Thank you for response. The idea behind it is to quantize Lstm as a whole and then convert it to our IR with taking care of internal states (e.g. creating weight tensors). The approach to decompose Lstm and the quantize separate ops was considered, but unfortunately there is an op with multiple outputs as well. I used reimplementation of Lstm in torch.ao.nn.quantizable.LSTM() and it has chunk op in graph:

%chunk : [num_users=4] = call_function[target=torch.ops.aten.chunk.default](args = (%add, 4, 1), kwargs = {})
%getitem : [num_users=1] = call_function[target=operator.getitem](args = (%chunk, 0), kwargs = {})
%getitem_1 : [num_users=1] = call_function[target=operator.getitem](args = (%chunk, 1), kwargs = {})
%getitem_2 : [num_users=1] = call_function[target=operator.getitem](args = (%chunk, 2), kwargs = {})
%getitem_3 : [num_users=1] = call_function[target=operator.getitem](args = (%chunk, 3), kwargs = {})

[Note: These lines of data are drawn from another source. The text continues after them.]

PR #1245, opened 2020-04-06
INFENG-11229: Pass timeout to aiohttp ClientSession

yuanmwang-wf:
### Story:
See https://github.com/aio-libs/aiohttp/issues/2865
Fixed here: https://github.com/aio-libs/aiohttp/pull/2972

`ClientSession` from aiohttp accepts a timeout in seconds, if not set, will default to 5 minutes. We should pass timeout from FContext to `ClientSession` too. 

#### Reviewers:
@Workiva/product2

### DIFF
--- a/lib/python/frugal/aio/transport/http_transport.py
+++ b/lib/python/frugal/aio/transport/http_transport.py
@@ -13,7 +13,7 @@ import asyncio
 import base64
 
 import async_timeout
-from aiohttp.client import ClientSession
+from aiohttp.client import ClientTimeout, ClientSession
 from thrift.transport.TTransport import TTransportBase
 from thrift.transport.TTransport import TMemoryBuffer
 from thrift.transport.TTransport import TTransportException
@@ -130,12 +130,13 @@ class FHttpTransport(FTransportBase):
         # apply the default headers so their values cannot be modified
         request_headers.update(self._headers)
 
-        async with ClientSession() as session:
+        timeout = context.timeout / 1000
+        async with ClientSession(timeout=ClientTimeout(total=timeout)) as s:
             try:
-                with async_timeout.timeout(context.timeout / 1000):
-                    async with session.post(self._url,
-                                            data=payload,
-                                            headers=request_headers) \
+                with async_timeout.timeout(timeout):
+                    async with s.post(self._url,
+                                      data=payload,
+                                      headers=request_headers) \
                             as response:
                         return response.status, await response.content.read()
             except asyncio.TimeoutError:
--- a/lib/python/frugal/aio/transport/http_transport.py
+++ b/lib/python/frugal/aio/transport/http_transport.py
@@ -9,11 +9,9 @@
 # See the License for the specific language governing permissions and
 # limitations under the License.
 
-import asyncio
 import base64
 
-import async_timeout
-from aiohttp.client import ClientTimeout, ClientSession
+from aiohttp.client import ClientTimeout, ClientSession, ServerTimeoutError
 from thrift.transport.TTransport import TTransportBase
 from thrift.transport.TTransport import TMemoryBuffer
 from thrift.transport.TTransport import TTransportException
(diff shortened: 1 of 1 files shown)


yuanmwang-wf:
@ryanjackson-wf @jasonaguilon-wf

aviary2-wf:
## Security Insights
<details>
</details>

## Action Items
---

lib/python/frugal/aio/transport/http_transport.py
```diff
@@ -130,12 +130,13 @@ def is_open(self):
...
 
-        async with ClientSession() as session:
+        timeout = context.timeout / 1000
+        async with ClientSession(timeout=ClientTimeout(total=timeout)) as s:
             try:
-                with async_timeout.timeout(context.timeout / 1000):
-                    async with session.post(self._url,
-                                            data=payload,
-                                            headers=request_headers) \
+                with async_timeout.timeout(timeout):
```
ryanjackson-wf, line 136: Perhaps async_timeout performs other actions I am unaware of but I wonder if it is still necessary given the timeout imposed by aiohttp.

jasonaguilon-wf: It does look like `ClientSession.post` will use the session's timeout now instead of the default of 5 minutes -- which appears to now cover the aggregate time to connect and read.

yuanmwang-wf: I also wasn't sure what the behavior was in early versions before https://github.com/aio-libs/aiohttp/pull/2972 was released. Maybe for `ClientSession` we could use 5 minutes or timeout in Fcontext, whichever is longer?

ryanjackson-wf: The default timeout prior to the fix was still five minutes. The session class at that time allowed one to specify separate read and connection timeouts. I'm not sure how those were used. The fix reduced them to a single timeout value.

yuanmwang-wf: So if we use the whichever is longer between 5 minutes and timeout in Fcontext for ClientSession, it would keep the previous behavior while allowing requests with longer timeouts to go through, thoughts on that?

ryanjackson-wf: Given that this affects all Python frugal users what you've suggested sounds safest to minimize any unintended side-effects. If the context timeout is less than the default (`aiohttp.DEFAULT_TIMEOUT`) then use the default. If greater than or equal to the default, then I suggest we increment the timeout used for `ClientSession` to prevent it from short-circuiting the one here.

Alternately this `timeout` call could possibly be removed and the timeout of the `ClientSession` be used to serve both purposes. In that case it should probably use the value from the context.

yuanmwang-wf: I agree, I've updated the code to pass timeout from FContext directly to `ClientSession` and removed the custom `async_timeout.timeout`.

aiohttp [raises `ServerTimeoutErrer` on timeouts](https://github.com/aio-libs/aiohttp/blob/master/aiohttp/client.py#L442-L454) so I updated frugal to catch that and raise its own timeout error instead.

lib/python/frugal/aio/transport/http_transport.py
```diff
@@ -130,15 +128,15 @@ def is_open(self):
         # apply the default headers so their values cannot be modified
         request_headers.update(self._headers)
 
-        async with ClientSession() as session:
+        timeout = ClientTimeout(total=context.timeout / 1000)
```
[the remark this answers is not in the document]
ryanjackson-wf: It looks like `ClientTimeout.total` is of type float so division by 1000.0 might get you what you want.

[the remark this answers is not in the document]
yuanmwang-wf: I think aio is python3 only and this shouldn't be a problem?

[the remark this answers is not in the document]
ryanjackson-wf: Yes, you are right. I've done mostly 2.x and forgot that 3.x changed from "classic" to "true" division.

yuanmwang-wf:
@Workiva/release-management-p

The code you posted does not run for me, I’m getting KeyError for decomposition_table:

torch.ops.aten._scaled_dot_product_flash_attention.default: decomposition_table[torch.ops.aten._scaled_dot_product_flash_attention.default],
KeyError: <OpOverload(op='aten._scaled_dot_product_flash_attention', overload='default')>

I tried to implement changes in PyTorch that would enable multiple output quantization, so far I got past torch.ao.quantization.quantize_pt2e.prepare_pt2e(). Basically I made changes to allow tuples and add observers for every output in files torch/ao/quantization/pt2e/prepare.py and torch/fx/node.py. It works until the step in which calibration data is passed through the model, as observers are not ready to accept collections of Tensors (due to multiple outputs). What you think about implementing support for this in observers? Probably some changes would also be needed in torch/ao/quantization/quantize_pt2e.py.